The complaint also quotes an un-named “patent analytics service” claiming that the patent “has been cited more than 93.5% of issued United States patents.”  The service is most-likely Patent Buddy, as the analytics on the’ 798 liked above, from Patent Buddy, provide the identical claim of 93.5%.  The patent also boasts two highly qualified professors:

At the time they invented the claimed technology, Dr. Hsu was a Professor of Decision Sciences and Engineering Systems at Rensselaer and Dr. Boonjing was a doctoral candidate at Rensselaer. Dr. Hsu currently is a professor of Industrial and Systems Engineering at Rensselaer. Dr. Boonjing is currently a professor of Mathematics and Computer Science at King Mongkut’s Institute of Technology Ladkrabang in Thailand. In addition to being awarded the ’798 Patent for their joint invention, Dr. Hsu and Dr. Boonjing have co-authored a number of articles on natural language processing technology.
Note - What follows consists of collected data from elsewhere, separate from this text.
PR #3109, opened 2022-05-10
Bug fix  date range picker invalid date

RohanAntony:
- Using the start date and end date from the date picker object instead of parsing the input string and passing it.
- Translating the last 24 hours into french

NOTE: This option doesn't work in portugese language although.


RohanAntony:
This doesn't seem to work with the portugese version. The issue here lies with the datetimepicker. I need to find an alternative version for this but rest of the languages seem to be working fine.

PR #3172, opened 2022-06-07
Migrate charging station service abac

r0mux:


src/app/pages/charging-stations/list/charging-stations-list-table-data-source.ts
```diff
@@ -116,105 +137,93 @@ export class ChargingStationsListTableDataSource extends TableDataSource<Chargin
...
-          headerClass: 'd-none d-xl-table-cell col-20p',
-        },
-        {
-          id: 'siteArea.name',
-          name: 'site_areas.title',
-          class: 'd-none d-xl-table-cell col-20p',
-          headerClass: 'd-none d-xl-table-cell col-20p',
-        },
-      );
+    const columns: TableColumnDef[] = [];
```
LucasBrazi06, line 140: You can return right away the column def, no need an extra var.

LucasBrazi06 (commented):
Just one global remark before I review this PR.
Check that no 'if' statement is used in method buildTableColumnDefs() in Data Source. Use the visible property.
It seems already to be the case in this PR but must be checked in all Data Sources (maybe in another PR)
Thanks!

Ramzay:
> Just one global remark before I review this PR. Check that no 'if' statement is used in method buildTableColumnDefs() in Data Source. Use the visible property. It seems already to be the case in this PR but must be checked in all Data Sources (maybe in another PR) Thanks!

Yes it'

LucasBrazi06 (approved):
GUTGUTGUT!!!

PR #3177, opened 2022-06-09
Changes for handling chartjs upgrade

RohanAntony:
Chart js upgrade to 3.8 breaks due to change in font data type in 3.8


LucasBrazi06:
@RohanAntony I don't see changes in pkg.json.
What's the purpose of your changes!?

RohanAntony:
The idea was to first push these changes which works on both the old version and the new version. Then I let dependabot update the version with the alternate thread. I can change package.json but I am not sure if package.json and package-lock.json should be in sync.

PR #3216, opened 2022-06-28
Translation Update German

OliveGerste:


ClaudeROSSI (approved):
@OliveGerste : thanks a lot

PR #1, opened 2014-06-24
Add "status" command to get Scrapinghub services statuses

redapple:


pablohoffman:
Needs rebase.

+0 for merging. I don't see myself using this command, but if others find it useful I don't object.

pablohoffman:
I'm more inclined to merge a `status` command now, but this one needs to be redone to use statuspage.io instead of pingdom. Perhaps statuspage.io have a more convenient public API?

PR #10, opened 2014-12-27
Fix netrc permissions

bertinatto:
Here is a PR to make sure that the netrc file (created by login command) can only be accessed by its owner (0600 permissions).


bertinatto:
I hadn't tested it on Windows, sorry. I just checked in some fixes.

Just a note: Because Windows uses a different permission model, "0600" mode has no effect in it. `heroku-cli` also has this behavior on Windows (created `_netrc` file has default permissions).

Dynamic Advances ownership records suggest a possible link with patent monetization firm IPNav.  According to Texas state records, one of Dynamic Advances’ owners is an entity called Spangenberg Family Foundation To Benefit Children’s Education and Healthcare.  The Foundation recently contributed to the Baylor Health Care System Foundation to fund a Neonatal Intensive Care Unit (NICU).  IPNav Chairman Erich Spangenberg is mentioned in this article referencing the donation.  In addition, IPNav’s website claims that the company “has already helped a number of major educational institutions.”  About a year ago, IPNav and Rutgers announced the creation of a Disruptive Innovation Fund to provide $1M to support commercialization of technology developed at the university, so a Rensselaer partnership would not necessarily be IPNav’s first deal with a university.

Rensselaer’s decision to generate revenue from the investments made in securing IP rights reflects an increasingly realistic view of IP rights generally.  That is, if a university decides to invest money to obtain patents, then those patents should be deployed when it makes financial sense to do so, and should be deployed in the most efficient manner under the circumstances.  Of course, litigation may, or may not, be the most efficient use of the ’798 Patent, but Rensselaer and Dynamic Advances’ actions demonstrate that they are willing to consider litigation as an option.

Meanwhile, another upstate New York professor shared a slightly different perspective.  Aija Leiponen from Cornell claims that there is a “consensus among analysts that an agreed level of maximum royalties would be beneficial for consumers and the industry as a whole.”  Doing so, says Leiponen, “would shift incentives away from intellectual property creation and royalty extortion and toward product innovation and commercialization.”  Leaving aside Leiponen’s characterization of royalty compensation as “extortion,” the professor is correct in his statement that an arbitrary cap on royalties would shift incentives away from intellectual property creation.  The problem, however, is Leiponen’s failure to acknowledge that “product innovation and commercialization” necessarily follows intellectual property creation.  That is, before a person develops and delivers a new or improved product to market, someone necessarily first conceived of it, and such conception leads to the instigation of intellectual property rights.

Dynamic Advances represents a key example, where the conception of the specific natural language processing techniques occurred at some point prior to May of 2001 (when Rensselaer applied for the ’798 Patent), but (allegedly) wasn’t introduced by Apple until 2011.  What’s more, the technology licensed by Dynamic Advances has been public knowledge since 2002.  Leiponen’s view would stunt the already slow progression of converting intellectual capital into useful products by removing a key incentive to publish such knowledge in the first place.  While eliminating compensation (through colorful allegories like “extortion”) might produce short-term gains for product developers, it threatens the long-term benefits provided by patents for centuries by incentivizing an ever-increasing crop of intellectual capital upon which new or improved products can be built.